Saved entries:
PR #2930, opened 2016-05-05
Changing some "will happen"s to "hopefully will happen"s

jgillula:
Made some changes to the documentation to avoid promising things that we're gonna try to do, but can't absolutely guarantee, for purposes of legal review.

### DIFF
--- a/README.rst
+++ b/README.rst
@@ -128,8 +128,8 @@ System Requirements
 ===================
 
 The Let's Encrypt Client presently only runs on Unix-ish OSes that include
-Python 2.6 or 2.7; Python 3.x support will be added after the Public Beta
-launch. The client requires root access in order to write to
+Python 2.6 or 2.7; Python 3.x support will hopefully be added after the Public
+Beta launch. The client requires root access in order to write to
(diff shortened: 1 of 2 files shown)


SwartzCr:
We actually have Jessie backports already
So it should say something like
Packages exist for Debian Jessie via backports. First you'll have to follow the instructions here[backports.debian.org/instructions] to enable the Jessie backports repo, if you have not already done so. Then run:
`apt-get install certbot python-certbot-apache -t jessie-backports`

README.rst
```diff
@@ -128,8 +128,8 @@ System Requirements
 ===================
 
 The Let's Encrypt Client presently only runs on Unix-ish OSes that include
-Python 2.6 or 2.7; Python 3.x support will be added after the Public Beta
-launch. The client requires root access in order to write to
+Python 2.6 or 2.7; Python 3.x support will hopefully be added after the Public
+Beta launch. The client requires root access in order to write to
```
schoen: It's a while after the Public Beta launch already, so how about making this say "hopefully be added in the future"?

SwartzCr:
lgtm

schoen:
I agree.

PR #2940, opened 2016-05-07
s/--letsencrypt/--certbot

bmw:
Should fix integration test failures.


bmw:
Self merging as this only affects tests.

Issue #2890, opened 2016-04-24
Problematic symlink creation in mac.sh bootstrapper


MichalMMac:
I've just started experimenting with letsencrypt on OS X. I am also using MacPorts. When trying to run `letsencrypt-auto` I got following import error `raise ImportError("Unable to import lib%s!" % args[0])`. Similiar problem is described in this community [thread](https://community.letsencrypt.org/t/unable-to-import-libaugeas-on-osx-el-capitan/5794/4).

In file `letsencrypt-auto-source/pieces/bootstrappers/mac.sh` there is code responsible for creating `libaugeas.dylib` symlink:

```
# Workaround for _dlopen not finding augeas on OS X
  if [ "$pkgman" = "port" ] && ! [ -e "/usr/local/lib/libaugeas.dylib" ] && [ -e "/opt/local/lib/libaugeas.dylib" ]; then
    echo "Applying augeas workaround"
    $SUDO ln -s /opt/local/lib/libaugeas.dylib /usr/local/lib
  fi
```

`ln` command is making assumption that `/usr/local/lib` directory exists. If it does **not** exist bogus symlink `/usr/local/lib -> /opt/local/lib/libaugeas.dylib` is created.

1. Script should make sure `/usr/local/lib` directory exists (if not create it)
2. $SUDO ln -s /opt/local/lib/libaugeas.dylib /usr/local/lib/

Possible fix:

```
then
    echo "Applying augeas workaround"
    $SUDO mkdir -p /usr/local/lib/
    $SUDO ln -s /opt/local/lib/libaugeas.dylib /usr/local/lib/
  fi
```

I would submit PR but since I am new to this project It is probably better for someone with more insigh to look at it.

MichalMMac:
Perhaps @nneonneo or @erikrose could look at this.

nneonneo:
That's a good fix. I'm a bit concerned that we could fail to make `/usr/local/lib` on certain El Capitan installs, but that's a matter for a different PR. 

Make a PR and submit it: I would sign off on it.

MichalMMac:
Ok PR #2943 created.

@nneonneo By El Capitan installs you mean possible problem with System Integrity Protection? /usrl/local content is not under SIP. If for some reason /usr/local itself does not exists that would be a problem but you would have to disable SIP and delete it somehow in first place.

nneonneo:
Aha, understood. I knew that /usr/local was excluded from SIP but didn't
[...]

PR #2943, opened 2016-05-08
Ensure /usr/local/lib/ exists in mac.sh bootstraper

MichalMMac:
Solves problem outlined in #2890
/usr/local/lib directory does not exist on fresh install of OS X.
We need to create it with root proviledges.


nneonneo:
Per my earlier comment on #2890, +1 from me. This is something that I would've included in my original patch had I been aware of the problem.

pde:
LGTM. Sorry this didn't make 0.6.0!

PR #2945, opened 2016-05-09
Update git instructors from letsencrypt to certbot

dandv:


pde:
These are going to be changed to slightly different instructions, which use `wget` rather than `git clone`.  Stand by...

Issue #2840, opened 2016-04-14
change download instructions


SwartzCr:
When we move over the client to EFF we should no longer instruct people to git clone the repo, instead they should be wgetting a URL from eff.org and checking a signature. The instructions should reflect this.
Peter will work with tech-ops to make sure we have this set up.

PR #2950, opened 2016-05-09
Update README URLs based on HTTP redirects

ReadmeCritic:
Created with https://github.com/dkhamsing/frankenstein

### GitHub Corrected URLs 
Was | Now 
--- | --- 
https://github.com/letsencrypt/letsencrypt | https://github.com/certbot/certbot


pde:
We'll have an update to the instructions shortly; #2840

**REQUIREMENT:**
Copy the lines above exactly, leaving every word as it is.

**YOUR RESPONSE:**
PR #2930, opened 2016-05-05
Changing some "will happen"s to "hopefully will happen"s

jgillula:
Made some changes to the documentation to avoid promising things that we're gonna try to do, but can't absolutely guarantee, for purposes of legal review.

### DIFF
--- a/README.rst
+++ b/README.rst
@@ -128,8 +128,8 @@ System Requirements
 ===================
 
 The Let's Encrypt Client presently only runs on Unix-ish OSes that include
-Python 2.6 or 2.7; Python 3.x support will be added after the Public Beta
-launch. The client requires root access in order to write to
+Python 2.6 or 2.7; Python 3.x support will hopefully be added after the Public
+Beta launch. The client requires root access in order to write to
(diff shortened: 1 of 2 files shown)


SwartzCr:
We actually have Jessie backports already
So it should say something like
Packages exist for Debian Jessie via backports. First you'll have to follow the instructions here[backports.debian.org/instructions] to enable the Jessie backports repo, if you have not already done so. Then run:
`apt-get install certbot python-certbot-apache -t jessie-backports`

README.rst
```diff
@@ -128,8 +128,8 @@ System Requirements
 ===================
 
 The Let's Encrypt Client presently only runs on Unix-ish OSes that include
-Python 2.6 or 2.7; Python 3.x support will be added after the Public Beta
-launch. The client requires root access in order to write to
+Python 2.6 or 2.7; Python 3.x support will hopefully be added after the Public
+Beta launch. The client requires root access in order to write to
```
schoen: It's a while after the Public Beta launch already, so how about making this say "hopefully be added in the future"?

SwartzCr:
lgtm

schoen:
I agree.

PR #2940, opened 2016-05-07
s/--letsencrypt/--certbot

bmw:
Should fix integration test failures.


bmw:
Self merging as this only affects tests.

Issue #2890, opened 2016-04-24
Problematic symlink creation in mac.sh bootstrapper


MichalMMac:
I've just started experimenting with letsencrypt on OS X. I am also using MacPorts. When trying to run `letsencrypt-auto` I got following import error `raise ImportError("Unable to import lib%s!" % args[0])`. Similiar problem is described in this community [thread](https://community.letsencrypt.org/t/unable-to-import-libaugeas-on-osx-el-capitan/5794/4).

In file `letsencrypt-auto-source/pieces/bootstrappers/mac.sh` there is code responsible for creating `libaugeas.dylib` symlink:

```
# Workaround for _dlopen not finding augeas on OS X
  if [ "$pkgman" = "port" ] && ! [ -e "/usr/local/lib/libaugeas.dylib" ] && [ -e "/opt/local/lib/libaugeas.dylib" ]; then
    echo "Applying augeas workaround"
    $SUDO ln -s /opt/local/lib/libaugeas.dylib /usr/local/lib
  fi
```

`ln` command is making assumption that `/usr/local/lib` directory exists. If it does **not** exist bogus symlink `/usr/local/lib -> /opt/local/lib/libaugeas.dylib` is created.

1. Script should make sure `/usr/local/lib` directory exists (if not create it)
2. $SUDO ln -s /opt/local/lib/libaugeas.dylib /usr/local/lib/

Possible fix:

```
then
    echo "Applying augeas workaround"
    $SUDO mkdir -p /usr/local/lib/
    $SUDO ln -s /opt/local/lib/libaugeas.dylib /usr/local/lib/
  fi
```

I would submit PR but since I am new to this project It is probably better for someone with more insigh to look at it.

MichalMMac:
Perhaps @nneonneo or @erikrose could look at this.

nneonneo:
That's a good fix. I'm a bit concerned that we could fail to make `/usr/local/lib` on certain El Capitan installs, but that's a matter for a different PR. 

Make a PR and submit it: I would sign off on it.

MichalMMac:
Ok PR #2943 created.

@nneonneo By El Capitan installs you mean possible problem with System Integrity Protection? /usrl/local content is not under SIP. If for some reason /usr/local itself does not exists that would be a problem but you would have to disable SIP and delete it somehow in first place.

nneonneo:
Aha, understood. I knew that /usr/local was excluded from SIP but didn't
[...]

PR #2943, opened 2016-05-08
Ensure /usr/local/lib/ exists in mac.sh bootstraper

MichalMMac:
Solves problem outlined in #2890
/usr/local/lib directory does not exist on fresh install of OS X.
We need to create it with root proviledges.


nneonneo:
Per my earlier comment on #2890, +1 from me. This is something that I would've included in my original patch had I been aware of the problem.

pde:
LGTM. Sorry this didn't make 0.6.0!

PR #2945, opened 2016-05-09
Update git instructors from letsencrypt to certbot

dandv:


pde:
These are going to be changed to slightly different instructions, which use `wget` rather than `git clone`.  Stand by...

Issue #2840, opened 2016-04-14
change download instructions


SwartzCr:
When we move over the client to EFF we should no longer instruct people to git clone the repo, instead they should be wgetting a URL from eff.org and checking a signature. The instructions should reflect this.
Peter will work with tech-ops to make sure we have this set up.

PR #2950, opened 2016-05-09
Update README URLs based on HTTP redirects

ReadmeCritic:
Created with https://github.com/dkhamsing/frankenstein

### GitHub Corrected URLs 
Was | Now 
--- | --- 
https://github.com/letsencrypt/letsencrypt | https://github.com/certbot/certbot


pde:
We'll have an update to the instructions shortly; #2840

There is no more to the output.